▶ [Task directions]: Pull out each line of the records holding the string "smiley".

(Stored items)
PR #1663, opened 2023-06-29
add solution

growingananas:
DEMO LINK](https://growingananas.github.io/react_dynamic-list-of-todos/)

### DIFF
--- a/src/App.tsx
+++ b/src/App.tsx
@@ -1,14 +1,69 @@
 /* eslint-disable max-len */
-import React from 'react';
+import React, { useState, useEffect, useCallback } from 'react';
 import 'bulma/css/bulma.css';
 import '@fortawesome/fontawesome-free/css/all.css';
-
+import { getTodos } from './api';
 import { TodoList } from './components/TodoList';
 import { TodoFilter } from './components/TodoFilter';
 import { TodoModal } from './components/TodoModal';
 import { Loader } from './components/Loader';
 
+import { Todo } from './types/Todo';
+
 export const App: React.FC = () => {
+  const [todos, setTodos] = useState<Todo[]>([]);
+  const [query, setQuery] = useState('');
+  const [selectedFilter, setSelectedFilter] = useState('all');
+  const [selectedTodo, setSelectedTodo] = useState<Todo | null>(null);
+  const [loader, setLoader] = useState(true);
+  const [modalOpened, setModalOpened] = useState(false);
+
+  const getfilteredTodos = useCallback(() => {
+    const normQuery = query.toLowerCase().trim();
+    let filteredTodos = [...todos];
+
+    if (normQuery) {
+      filteredTodos = filteredTodos
+        .filter(todo => todo.title.toLowerCase().includes(normQuery));
+    }
+
+    switch (selectedFilter) {
+      case 'active':
+        return filteredTodos.filter(todo => !todo.completed);
+
+      case 'completed':
+        return filteredTodos.filter(todo => todo.completed);
+
+      default:
+        return filteredTodos;
+    }
+  }, [query, selectedFilter, todos]);
+
+  const visibleTodos = getfilteredTodos();
+
+  const getTodo = useCallback(async () => {
+    try {
+      const loadedTodo = await getTodos();
+
+      setTodos(loadedTodo);
+      setLoader(false);
+    } catch {
+      setLoader(true);
+    }
+  }, []);
+
+  useEffect(() => {
+    getTodo();
+  }, [getTodo]);
+
+  const clearDataModal = useCallback(() => {
+    setSelectedTodo(null);
+  }, []);
+
+  const openDataModal = useCallback((todo: Todo | null) => {
+    setSelectedTodo(todo);
+  }, []);
+
   return (
     <>
       <div className="section">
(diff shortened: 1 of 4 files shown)


ivankhrsh:
Selected item should have different background color, compare with mate version
image

src/components/TodoModal/TodoModal.tsx
```diff
@@ -15,30 +45,41 @@ export const TodoModal: React.FC = () => {
...
-              <strong className="has-text-danger">Planned</strong>
+              {selectedTodo?.completed
+                ? <strong className="has-text-success">Done</strong>
+                : <strong className="has-text-danger">Planned</strong>}
 
               {' by '}
 
-              <a href="mailto:Sincere@april.biz">
-                Leanne Graham
+              <a href={user.email}>
```
ivankhrsh, line 81: You need to add 'mailto:' to email, so it's will be the link for sending email. Now on demo you have 404 error while clicking it.

src/components/TodoList/TodoList.tsx
```diff
@@ -1,100 +1,91 @@
...
-    </thead>
+type Props = {
+  selectedTodo: Todo | null
+  todos: Todo[];
+  setModalOpened: (modalOpened: boolean) => void;
+  handleDataModal: (Todo: Todo) => void;
+};
 
-    <tbody>
-      <tr data-cy="todo" className="">
```
ivankhrsh, line 19: On this line  you should have className 'has-background-info-light' while todo is selected

src/App.tsx
```diff
@@ -1,14 +1,69 @@
...
+
+      case 'completed':
+        return filteredTodos.filter(todo => todo.completed);
+
+      default:
+        return filteredTodos;
+    }
+  }, [query, selectedFilter, todos]);
+
+  const visibleTodos = getfilteredTodos();
```
ivankhrsh, line 42: It's better to use useMemo here, because it's complex calculation and we want to prevent recalculation

ivankhrsh (changes requested):

ivankhrsh (approved):
GJ 🔥

src/App.tsx
```diff
@@ -1,14 +1,71 @@
...
+
+    switch (selectedFilter) {
+      case 'active':
+        return filteredTodos.filter(todo => !todo.completed);
+
+      case 'completed':
+        return filteredTodos.filter(todo => todo.completed);
+
+      default:
+        return filteredTodos;
```
dffUqp, line 42: you can use only one filter call for this logic

src/components/TodoFilter/TodoFilter.tsx
```diff
@@ -1,34 +1,68 @@
...
-    </p>
-  </form>
-);
+        <span className="icon is-left">
+          <i className="fas fa-magnifying-glass" />
+        </span>
+
+        {query && (
+          <span className="icon is-right" style={{ pointerEvents: 'all' }}>
+            {/* eslint-disable-next-line jsx-a11y/control-has-associated-label */}
```
dffUqp, line 55: let's fix this eslint issue:smiley:

try to give `aria-label` to button, i think it can help

src/App.tsx
```diff
@@ -1,14 +1,71 @@
...
 import { TodoFilter } from './components/TodoFilter';
 import { TodoModal } from './components/TodoModal';
 import { Loader } from './components/Loader';
 
+import { Todo } from './types/Todo';
+
 export const App: React.FC = () => {
+  const [todos, setTodos] = useState<Todo[]>([]);
+  const [query, setQuery] = useState('');
+  const [selectedFilter, setSelectedFilter] = useState('all');
```
dffUqp, line 21: can we create a const or enum with our statuses and use it in all places in our application when we need status?

src/components/TodoFilter/TodoFilter.tsx
```diff
@@ -1,34 +1,68 @@
...
-        {/* eslint-disable-next-line jsx-a11y/control-has-associated-label */}
-        <button
-          data-cy="clearSearchButton"
-          type="button"
-          className="delete"
+  const handleSelect = (event: React.ChangeEvent<HTMLSelectElement>) => {
+    const { value } = event.target;
+
+    setSelectedFilter(value);
+  };
```
dffUqp, line 22: try to write the code in the same style, I mean that you didn't use destructuring in the `handleInput` function, why are you doing it here?

src/components/TodoList/TodoList.tsx
```diff
@@ -1,100 +1,94 @@
...
+                    onClick={() => {
+                      handleDataModal(todo);
+                      setModalOpened(true);
+                    }}
+                  >
+                    <span className="icon">
+                      <i className="far fa-eye" />
+                    </span>
+                  </button>
+                )}
```
dffUqp, line 86: I think here we change only icon, so let's replace this huge part of code with [classnames](https://www.npmjs.com/package/classnames) library

src/components/TodoList/TodoList.tsx
```diff
@@ -1,100 +1,94 @@
...
-          <button data-cy="selectButton" className="button" type="button">
-            <span className="icon">
-              <i className="far fa-eye" />
-            </span>
-          </button>
-        </td>
-      </tr>
+      <tbody>
+        {todos.map(todo => (
+          <tr
```
dffUqp, line 35: we can create a separate component for todo it helps us to create a variable for `todo.id === selectedTodo?.id` and improve readability

src/components/TodoList/TodoList.tsx
```diff
@@ -1,100 +1,94 @@
...
-            <span className="icon">
-              <i className="far fa-eye" />
-            </span>
-          </button>
-        </td>
-      </tr>
+            <td className="is-vcentered is-expanded">
+              <p className={
+                todo.completed ? 'has-text-success' : 'has-text-danger'
+              }
```
dffUqp, line 54: [classnames](https://www.npmjs.com/package/classnames)

src/components/TodoModal/TodoModal.tsx
```diff
@@ -15,30 +45,41 @@ export const TodoModal: React.FC = () => {
...
           </header>
 
           <div className="modal-card-body">
             <p className="block" data-cy="modal-title">
-              quis ut nam facilis et officia qui
+              {selectedTodo?.title}
             </p>
 
+            {error && (
+              <h2 style={{ color: 'red' }}>
```
dffUqp, line 69: try to avoid using `inline-styles`

dffUqp (approved):
Looks good:smiley: but always can be better, try not to make these mistakes in the following tasks.

src/App.tsx
```diff
@@ -1,14 +1,71 @@
...
+  const [selectedTodo, setSelectedTodo] = useState<Todo | null>(null);
+  const [loader, setLoader] = useState(true);
+  const [modalOpened, setModalOpened] = useState(false);
```
dffUqp, line 24: We can have one state for modal. If there is selected todo, then modal should be open - if no modal should be closed
And when you close modal set selected todo to null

▶ [The answer]:
dffUqp, line 55: let's fix this eslint issue:smiley:
Looks good:smiley: but always can be better, try not to make these mistakes in the following tasks.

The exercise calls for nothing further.